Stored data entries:
______

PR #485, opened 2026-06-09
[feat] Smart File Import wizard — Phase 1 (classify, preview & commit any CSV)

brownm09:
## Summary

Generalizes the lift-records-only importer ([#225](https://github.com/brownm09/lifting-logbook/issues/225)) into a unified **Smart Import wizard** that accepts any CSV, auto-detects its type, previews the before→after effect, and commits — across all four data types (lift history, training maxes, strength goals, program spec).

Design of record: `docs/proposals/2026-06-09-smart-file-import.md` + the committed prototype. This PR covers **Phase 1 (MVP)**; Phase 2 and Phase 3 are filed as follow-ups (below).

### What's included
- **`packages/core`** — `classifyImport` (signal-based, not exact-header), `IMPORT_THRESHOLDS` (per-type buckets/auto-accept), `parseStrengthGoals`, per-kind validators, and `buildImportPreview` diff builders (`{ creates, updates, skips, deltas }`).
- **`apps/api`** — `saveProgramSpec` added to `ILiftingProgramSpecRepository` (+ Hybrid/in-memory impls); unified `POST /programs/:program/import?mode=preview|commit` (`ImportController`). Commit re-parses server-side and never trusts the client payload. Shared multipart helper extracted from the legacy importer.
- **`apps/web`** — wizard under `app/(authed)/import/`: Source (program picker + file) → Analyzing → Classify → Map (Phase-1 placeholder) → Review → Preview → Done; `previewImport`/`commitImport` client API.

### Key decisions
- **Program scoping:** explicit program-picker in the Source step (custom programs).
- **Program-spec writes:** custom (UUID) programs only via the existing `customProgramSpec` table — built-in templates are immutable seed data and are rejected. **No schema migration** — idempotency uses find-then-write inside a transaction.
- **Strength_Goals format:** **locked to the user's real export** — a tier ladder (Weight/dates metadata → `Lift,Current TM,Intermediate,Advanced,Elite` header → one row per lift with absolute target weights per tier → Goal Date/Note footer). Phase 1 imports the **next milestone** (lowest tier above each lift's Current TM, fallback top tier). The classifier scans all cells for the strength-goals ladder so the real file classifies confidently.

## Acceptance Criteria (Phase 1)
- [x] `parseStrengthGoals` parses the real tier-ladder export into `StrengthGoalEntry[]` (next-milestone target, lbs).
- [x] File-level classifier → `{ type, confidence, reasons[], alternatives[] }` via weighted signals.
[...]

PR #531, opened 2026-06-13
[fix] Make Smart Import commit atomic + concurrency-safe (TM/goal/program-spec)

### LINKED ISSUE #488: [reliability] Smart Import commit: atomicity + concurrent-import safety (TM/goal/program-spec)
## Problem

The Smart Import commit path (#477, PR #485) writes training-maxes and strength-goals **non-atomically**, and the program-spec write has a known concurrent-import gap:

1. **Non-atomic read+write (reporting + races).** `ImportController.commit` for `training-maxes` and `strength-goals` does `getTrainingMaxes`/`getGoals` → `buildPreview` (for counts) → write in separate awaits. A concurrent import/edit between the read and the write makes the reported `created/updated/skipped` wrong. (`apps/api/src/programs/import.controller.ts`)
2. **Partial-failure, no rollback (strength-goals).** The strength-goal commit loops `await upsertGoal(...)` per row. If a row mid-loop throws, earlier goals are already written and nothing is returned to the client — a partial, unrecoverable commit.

______

**Goal of the exercise:**
Would you please restate all of the entries exactly?

**Response to the exercise:**
PR #485, opened 2026-06-09
[feat] Smart File Import wizard — Phase 1 (classify, preview & commit any CSV)

brownm09:
## Summary

Generalizes the lift-records-only importer ([#225](https://github.com/brownm09/lifting-logbook/issues/225)) into a unified **Smart Import wizard** that accepts any CSV, auto-detects its type, previews the before→after effect, and commits — across all four data types (lift history, training maxes, strength goals, program spec).

Design of record: `docs/proposals/2026-06-09-smart-file-import.md` + the committed prototype. This PR covers **Phase 1 (MVP)**; Phase 2 and Phase 3 are filed as follow-ups (below).

### What's included
- **`packages/core`** — `classifyImport` (signal-based, not exact-header), `IMPORT_THRESHOLDS` (per-type buckets/auto-accept), `parseStrengthGoals`, per-kind validators, and `buildImportPreview` diff builders (`{ creates, updates, skips, deltas }`).
- **`apps/api`** — `saveProgramSpec` added to `ILiftingProgramSpecRepository` (+ Hybrid/in-memory impls); unified `POST /programs/:program/import?mode=preview|commit` (`ImportController`). Commit re-parses server-side and never trusts the client payload. Shared multipart helper extracted from the legacy importer.
- **`apps/web`** — wizard under `app/(authed)/import/`: Source (program picker + file) → Analyzing → Classify → Map (Phase-1 placeholder) → Review → Preview → Done; `previewImport`/`commitImport` client API.

### Key decisions
- **Program scoping:** explicit program-picker in the Source step (custom programs).
- **Program-spec writes:** custom (UUID) programs only via the existing `customProgramSpec` table — built-in templates are immutable seed data and are rejected. **No schema migration** — idempotency uses find-then-write inside a transaction.
- **Strength_Goals format:** **locked to the user's real export** — a tier ladder (Weight/dates metadata → `Lift,Current TM,Intermediate,Advanced,Elite` header → one row per lift with absolute target weights per tier → Goal Date/Note footer). Phase 1 imports the **next milestone** (lowest tier above each lift's Current TM, fallback top tier). The classifier scans all cells for the strength-goals ladder so the real file classifies confidently.

## Acceptance Criteria (Phase 1)
- [x] `parseStrengthGoals` parses the real tier-ladder export into `StrengthGoalEntry[]` (next-milestone target, lbs).
- [x] File-level classifier → `{ type, confidence, reasons[], alternatives[] }` via weighted signals.
[...]

PR #531, opened 2026-06-13
[fix] Make Smart Import commit atomic + concurrency-safe (TM/goal/program-spec)

### LINKED ISSUE #488: [reliability] Smart Import commit: atomicity + concurrent-import safety (TM/goal/program-spec)
## Problem

The Smart Import commit path (#477, PR #485) writes training-maxes and strength-goals **non-atomically**, and the program-spec write has a known concurrent-import gap:

1. **Non-atomic read+write (reporting + races).** `ImportController.commit` for `training-maxes` and `strength-goals` does `getTrainingMaxes`/`getGoals` → `buildPreview` (for counts) → write in separate awaits. A concurrent import/edit between the read and the write makes the reported `created/updated/skipped` wrong. (`apps/api/src/programs/import.controller.ts`)
2. **Partial-failure, no rollback (strength-goals).** The strength-goal commit loops `await upsertGoal(...)` per row. If a row mid-loop throws, earlier goals are already written and nothing is returned to the client — a partial, unrecoverable commit.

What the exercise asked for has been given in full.